Q4.1 — Function of -OH

The -OH group acts as both a hydrogen bond donor (via the δ+ O-H hydrogen) and a hydrogen bond acceptor (via the oxygen’s lone pairs). This enables alcohol molecules to form an extensive H-bond network with each other and with water, which dramatically raises boiling point and determines water solubility.

Q4.2 — Why alcohols have higher BPs than alkanes

Alcohols have a highly polar -OH group that enables hydrogen bonding between molecules (~20–25 kJ/mol per H-bond). Comparable alkanes have only C-H and C-C bonds, producing only weak London dispersion forces. Breaking the H-bond network in an alcohol requires far more energy than overcoming dispersion forces in an alkane of similar molecular mass, so alcohols have dramatically higher boiling points.
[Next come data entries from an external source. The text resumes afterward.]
PR #2560, opened 2024-10-02
fix(cli): the internal order of the parts of the built css files was nondeterministic

### LINKED ISSUE #2556: Deterministic theme css files
The brand files created when doing `yarn build:tokens` does not spit out css in the same order every time.

This is not an issue when using the brand file. 

It would be better to have a set format for the file so we don't get unnecessary git changes

unekinn:
Closes #2556


packages/cli/src/tokens/build/utils/entryfile.ts
```diff
@@ -4,16 +4,53 @@ import glob from 'fast-glob';
...
+ */
+// biome-ignore format: keep array as one line per item
+const sortOrder = [
+  'color-mode/light',
+  'typography/secondary',
+  'semantic',
+  'color-mode/dark',
+  'color-mode/contrast',
+  'typography/primary',
+];
```
unekinn, line 19: This sort order keeps the brand css files unchanged from the existing commited files when running `yarn build:tokens`. But is there a reason for this exact ordering? The old sorting function would be equivalent to this:

```
const sortOrder = [
  'color-mode/light',
  'typography/secondary',
];
```
That is to say, these two would always come first, and then the rest in an unspecified — but **usually** the same — order.

However, wouldn't it make more sense for the things that are added to `:root` -- `color-mode/light`, `typography/primary`, and `semantic`, to be first, and then other color modes, then `typography/secondary`?

Any thoughts @Barsnes & @eirikbacker

eirikbacker: Suggest we create an issue of this and can as Mickey when he is back, and merge the rest of the changes - nice work 👏 🫶

packages/cli/src/tokens/build/utils/entryfile.ts
```diff
@@ -4,16 +4,53 @@ import glob from 'fast-glob';
...
+The section will currently be added to the end of the entry file, but the exact
+order may change due to nondeterminism.`.trim(),
+      ),
+    );
+    console.log();
+    // console.log(
+    //   chalk.dim(
+
+    //   ),
+    // )
```
eirikbacker, line 41: Remove? ☺️

eirikbacker (approved):

packages/cli/src/tokens/build/utils/entryfile.ts
unekinn: https://github.com/digdir/designsystemet/issues/2562

PR #2571, opened 2024-10-04
feat: input with select and textbox

eirikbacker:
- Adds `select` and `textarea` to #2550 
- Part of https://github.com/digdir/designsystemet/issues/2311
- Select chevron adjustments are verified by Lasse


packages/css/input.css
```diff
@@ -42,14 +43,44 @@
...
-  &:not([size]) {
+  &:not([size], [cols]) {
     width: 100%;
   }
 
+  @supports (field-sizing: content) {
+    &:is(textarea):not([rows]) {
+      field-sizing: content;
+      min-height: calc(var(--dsc-input-size) * 1.5); /* Set a min-height to indicate this is a <textarea> and not an <input> */
+      resize: none;
```
eirikbacker, line 80: La være på?

mimarz (changes requested):
Suggest adding a changeset detailing actual changes here since we have users using & testing `@next`. There are quite a few breaking changes here. 

Are we moving completely away from `label` props now and favouring composition with `Label` and `Field.*`?

eirikbacker:
Yes, completely moving towards Field-API, and leaving native elements as pure as possible avoiding anyt confusion on what is a `<select>` vs. `<Select>` 🙌

mimarz:
> Yes, completely moving towards Field-API, and leaving native elements as pure as possible avoiding anyt confusion on what is a `<select>` vs. `<Select>` 🙌

Sounds good, we just have to make sure we document it for people testing and using `@next`. I assume we will batch these changes into the same release anyways.

mimarz (approved):
Here goes nothing! 🎸

Issue #2804, opened 2024-11-20
Update button styles for hover and active States


mrosvik:
Currently, button styles use `surface/default` for the hover state and `surface/hover` for the active state. This creates a semantic inconsistency since there is already a `surface/active` token that better aligns with expected behavior.

We have testet that it works well to use `surface/hover` for hover and `surface/active` for the active state, and should change this both in Figma and code. 

```[tasklist]
### Tasks
- [x] Use correct tokens in Figma
- [ ] Use correct tokens in code
```

PR #2810, opened 2024-11-21
style(button): use correct semantic variables

Barsnes:
resolves [#2804](https://github.com/digdir/designsystemet/issues/2804)

In Figma secondary and tertiary buttons change text color on hover, so I had to add a new var for this,


eirikbacker (approved):
🙏

PR #2813, opened 2024-11-21
chore: shared showcase

### LINKED ISSUE #2756: Shared Showcase component
Make a shared `<Showcase>` component so that we can share the component preview used in storybook and theme-builder to reduce double maintenance and easier catch errors with visual testing.

Suggest the controls for `data-size`, `data-color-mode` and `data-typography` can be part of this component also

Barsnes:
resolves #2756

I have kept the controls for themselves, as this change to Temabyggeren should be baked into the redesign there.
I'm also unsure if this showcase component works well with the new design there.

Also adds `ds-color*` var to preview on Temabygger


mimarz (approved):
Looks good, I think this is a good start either way. Will be some adjustments when we get working on new theme builder

PR #2824, opened 2024-11-22
fix(Accordion): rename to details

### LINKED ISSUE #2364: Replace `Accordion` with `Details` and `Card`
Reasoning in https://github.com/digdir/designsystemet/issues/2364#issuecomment-2493624331

---
### Description

- Any opinions on Accordion often being used with only one `Accordion.Item`? Today we require that `Accordion.Item` is always wrapped in a grouping component, but can it occasionally not be a group? :relaxed: See other systems operate with slightly different solutions; some call it `Collapsible` or `Expandable` so it is less related to it being in a group context.
- And, there is currently no way to set that only one should be open at a time - all `Accordion.Item`s can be opened and closed independently of each other, but maybe that is the intention? :relaxed:
- Hover behind chevron: this is a design choice - marked that the designers in the Norwegian Food Safety Authority were confused by whether it was a UU requirement, but thoughts about hoover should be kept on only the chevron, or possibly the whole field?

### Feedback from @Thunear :
- I am often uses accordion with only 1 item on several different websites in the [Digdir universe](https://www.digdir.no/informasjonssikkerhet/informasjonsikkerhet-en-forutsetning-na-versikkeitsens-mal/1123) e.g. in the table of contents.
- Will create an admin interface in the near future where I want only 1 accordion item in the left menu to be open at a time. Should perhaps be part of the component?
- Hover on Chevron feels a bit weird, we should consider moving hover to the entire surface.

### Response from @eirikbacker:

Agree - then think that `Expandable` is perhaps a better naming convention, as `Accordion` gives the expectation of grouping and one open at a time. I also think that `Expandable` can be used without any wrapper around it - it is entirely possible to get rounded edges etc. with pure CSS that looks for the previous and next element, so that:
```
<p>Some text before</p>
<Expandable>...<Expandable>
<Expandable>...<Expandable>
<p>Some text after</p>
```
will "connect with each other" and run as a group, while
```
<p>Some text before</p>
<Expandable>...<Expandable>
<p>Some text between</p>
<Expandable>...<Expandable>
<p>Some text after</p>
```
rendered separately.
The only annoying thing is that you then have to color each Expandable:
```
<p>Some text before</p>
<Expandable color="brand1">...<Expandable>
<Expandable color="brand1">...<Expandable>
<p>Some text after</p>
```
Alternatively, we can offer an `Expandable.Group` to have a quick way to wrap everyone, but that it is optional. It can be nice, but also a little assessment of how much we should do for people, because they will anyway often loop over content when they generate such groupings, and then they can put props there immediately (a bit the same as we landed on in `ToggleGroup`).

Regarding one open `Expandable` at a time; If we implement on top of native `<details>`, we can offer `name="..."` to group - when several Expandables have the same name, they are automatically linked together - in exactly the same way as `input type="radio"` works :relaxed :

eirikbacker:
- Fixes #2364
- `data-color` throws an type error in `showcase.tsx` but this is not related to this branch
- Color of details/cards will be adjusted by design, but they wanted to move forward with the currently implemented logic for now


apps/storefront/app/komponenter/component-list.ts
```diff
@@ -1,8 +1,8 @@
 export const data = [
   {
-    title: 'Accordion',
-    image: 'Accordion.svg',
-    url: 'https://storybook.designsystemet.no/?path=/docs/komponenter-accordion--docs',
+    title: 'Details',
+    image: 'Details.svg',
```
Barsnes, line 4: You need to rename the svg file as well

packages/react/src/components/Details/Details.stories.tsx
```diff
@@ -151,39 +145,39 @@ export const Controlled: StoryFn<typeof Accordion> = () => {
 
   return (
     <>
-      <Button onClick={toggleOpen}>Toggle Accordions</Button>
+      <Button onClick={toggleOpen}>Toggle Detailss</Button>
```
Barsnes, line 148:
```suggestion
      <Button onClick={toggleOpen}>Toggle Details</Button>
```

packages/react/src/components/Details/Details.stories.tsx
```diff
@@ -1,69 +1,69 @@
...
+      <Details.Content>
         Virksomheten må være registrert i Enhetsregisteret før den kan bli
         registrert i Frivillighetsregisteret. Du kan registrere i begge
         registrene samtidig i Samordnet registermelding.
-      </Accordion.Content>
-    </Accordion.Item>
-  </Accordion>
+      </Details.Content>
+    </Details>
+  </>
```
Barsnes, line 37: Since we are already changing this, can we have the preview stort with just one component?

packages/react/src/components/Details/Details.mdx
```diff
@@ -0,0 +1,121 @@
...
+## Tekst i komponenten
+
+Details skal brukes til maksimalt to avsnitt innenfor hvert nedtrekk. Sørg for at overskriften gir en god beskrivelse av hva innholdet i details er. En tydelig og beskrivende overskrift skal gjøre brukerne nysgjerrige på innholdet. Overskriftene til details kan ha stor betydning for om brukerne finner det de trenger, om innholdet blir lest og om det kan regnes som tilgjengelig for alle brukere. «Vis mer» eller «Les mer her» er ikke gode nok titler. Har du en details med mange nedtrekk, kan du ha en hovedoverskrift eller temaoverskrift over hele listen.
+
+<br />
+
+## Tilgjengelighet
+
+Som standard er `Details.Summary` et `h1` element. Du må selv velge riktig overskriftsnivå for din side. Hvis `Details.Summary` er en del av en større overskrift, kan du bruke `h2`, `h3` osv. for å opprettholde en logisk rekkefølge.
+
```
Barsnes, line 97: Just noticed that we still have this, might as well remove it now as well?

eirikbacker: oh, true!

packages/react/src/components/Details/Details.stories.tsx
eirikbacker: Maybe, or is it nice to just show that several is rendered this way together? :)

Barsnes: Since it is the primary story showcasing only the component, I think we should only show one. This is what we do on other component pages as well.
@mimarz migjht have some thoughts

Barsnes (approved):
Looks good to me, great work 🚀

Issue #2805, opened 2024-11-20
Refactor ColorMode type (cli) and themeMode prop (theme-builder / figma-plugin)


unekinn:

mimarz:
Needed chore for cleaning up types. Already started doing this some places.

PR #2827, opened 2024-11-25
feat(cli): :triangular_flag_on_post: disable contrast color-scheme in tokens create script

### LINKED ISSUE #2787: Remove contrast design-tokens from CLI
Remove our contrast design-tokens from our CLI as there still remains a lot work to be done on contrast mode and will do this after v1 #2693

mimarz:
resolves #2787

Just did the minimum to disable the design-tokens generation for contrast color-scheme. 
We need to do some renaming of types etc, that will be done in #2805

### DIFF
--- a/.changeset/long-countries-check.md
+++ b/.changeset/long-countries-check.md
@@ -1,0 +1,5 @@
+---
+"@digdir/designsystemet": patch
+---
+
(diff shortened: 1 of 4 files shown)


Barsnes (approved):
💥

PR #2831, opened 2024-11-26
refactor: :fire: Remove unnecessary `ds.typography` CSS layer

mimarz:
Remove unnecessary `ds.typography` CSS layer now that they just reflect the component. Reduce complexity and avoid confusion with `ds.theme.typography`

### DIFF
--- a/packages/css/src/index.css
+++ b/packages/css/src/index.css
@@ -4,10 +4,10 @@
 
 /** Import order defines ordinal specificity for layers */
 @import url('./base.css') layer(ds.base);
-@import url('./heading.css') layer(ds.components);
-@import url('./label.css') layer(ds.components);
-@import url('./paragraph.css') layer(ds.components);
-@import url('./validation-message.css') layer(ds.components);
+@import url('./heading.css') layer(ds.base);
+@import url('./label.css') layer(ds.base);
+@import url('./paragraph.css') layer(ds.base);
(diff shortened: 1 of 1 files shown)


packages/css/src/index.css
```diff
@@ -1,13 +1,13 @@
...
 /** Import order defines ordinal specificity for layers */
 @import url('./base.css') layer(ds.base);
-@import url('./heading.css') layer(ds.typography);
-@import url('./label.css') layer(ds.typography);
-@import url('./paragraph.css') layer(ds.typography);
-@import url('./validation-message.css') layer(ds.typography);
+@import url('./heading.css') layer(ds.components);
+@import url('./label.css') layer(ds.components);
+@import url('./paragraph.css') layer(ds.components);
+@import url('./validation-message.css') layer(ds.components);
```
Barsnes, line 10:
```suggestion
@import url('./validation-message.css') layer(ds.components);
/** Typography and base should always come first */
```

Can we add a comment that it should not be moved?

mimarz: I just moved them them to the `ds.base` layer instead, as we also had problem with selectors inside `Card` and `Paragraph` when overriding margins. 

Them being put in the `ds.base` layer should be indication enough that they always come first.

Barsnes (approved):
Could we add a commen

PR #2847, opened 2024-11-28
feat(cli): support json configuration for `tokens create`

### LINKED ISSUE #2846: Configuration file for CLI
The CLI should support a configuration file, where you can supply all the options for the `tokens create` command.

It should support specifying the names/options for multiple themes, to avoid having to run the CLI multiple times.

unekinn:
Closes #2846

Some things to note:
  - Most CLI options are no longer required, although they must be set either in JSON or through CLI. This could be confusing. I tried to look in to building options conditionally, so that e.g. options could be required if `--json` was not used or default config was not found, but this doesn't seem to be possible
  - The complete config is validated, so users will still get an error if options are missing. We could probably work on making the errors more clear.
  - CLI options take priority over JSON config. This is usually how CLI tools work.
  - Because of this, we need to know whether an option was supplied or not. This means we have to check if the option is set through the CLI or is a default value, before we decide whether it should overwrite the JSON config. The function `getExplicitOptionOnly()` has been added for this purpose.


mimarz (approved):
Added missing changeset. 

I think this is a good start. We don't need to promote this feature yet, but test it internally for now and fine tune it.

PR #2848, opened 2024-11-28
fix(figma-plugin): update color regex

Barsnes:
this updates the currently broken color regex, and adds future support for multiple colors in `main-colors` and `support-colors`.
Currently it just checks that we have accent and brandX - to match the "current" functionality

### DIFF
--- a/plugins/figma/manifest.json
+++ b/plugins/figma/manifest.json
@@ -8,5 +8,11 @@
   "enableProposedApi": false,
   "editorType": ["figma"],
   "documentAccess": "dynamic-page",
-  "networkAccess": { "allowedDomains": ["https://api.github.com"] }
+  "networkAccess": {
+    "allowedDomains": [
+      "https://api.github.com",
+      "https://fonts.googleapis.com",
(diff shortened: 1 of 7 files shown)


plugins/figma/manifest.json
```diff
@@ -8,5 +8,11 @@
   "enableProposedApi": false,
   "editorType": ["figma"],
   "documentAccess": "dynamic-page",
-  "networkAccess": { "allowedDomains": ["https://api.github.com"] }
+  "networkAccess": {
+    "allowedDomains": [
+      "https://api.github.com",
+      "https://fonts.googleapis.com",
```
mimarz, line 14: What do we need this for?

Barsnes: Figma was complaining about it. It seems like google fonts is used in `App.css`

mimarz: Suggest we change it to use our own from altinncdn as we recommend our users to do.

mimarz (approved):

PR #2852, opened 2024-11-29
chore: test new variable update logic

Barsnes:
Since the variables can have any name, if it does not match the name used in the theme collection, they are not updated


mimarz:
Closing this as we are going refactor a lot of the logic in the future after improvements in cli

PR #2854, opened 2024-11-29
refactor:  rewrite color logic for better flexibility

### LINKED ISSUE #2855: Rewrite color logic for better flexibility
We currently use a package called `Leonardo JS API` to generate the colors for our color-system. This is not a very elegant solution because they base their color generation off of contrast, rather than lightness and luminance from the API. It also gives us a bit less control for how we want to generate the colors. Behind the scenes `Leonardo` uses `Chroma.js` to generate colors with relative luminance that also have color interpolation built in.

Q4.3 — Classification rule

Find the carbon bearing the -OH group. Count how many other carbons are directly bonded to that carbon. If 0 or 1: primary (1°). If 2: secondary (2°). If 3: tertiary (3°). Do not count H atoms or the oxygen; only count the other carbons directly bonded to C-OH.

Q4.4 — Solubility trend with chain length

As chain length increases, the non-polar hydrocarbon portion of the molecule grows while the -OH group remains constant at one per molecule. Accommodating the longer non-polar chain within water’s H-bond network requires disrupting more water–water H-bonds. Beyond about C4–C5, the energy cost of this disruption exceeds what the single -OH–water interaction can compensate for, and solubility falls sharply.

Q4.5 — Branching lowers BP

Branching makes a molecule more compact and spherical, reducing the effective surface area that can come into contact with neighbouring molecules. Less contact area means weaker London dispersion forces (which depend on surface area). Since all constitutional isomers have the same -OH group and equivalent H-bonding, the branching effect on dispersion forces is the deciding factor: more branching → weaker dispersion → lower boiling point.

Q5 — Cloze answers

(1) primary • (2) donor • (3) lone pairs • (4) hydrogen bonds • (5) dispersion forces • (6) boiling point • (7) miscible • (8) non-polar.

Q6 — Sample concept map

A correct map should include arrows such as:

hydroxyl group (-OH) — enables → hydrogen bond
hydrogen bond — raises → boiling point
hydroxyl group (-OH) — contributes to → water solubility
chain length — decreases → water solubility
chain length — increases (via dispersion forces) → boiling point

Award 1 mark per correctly labelled, causally valid arrow (minimum 5).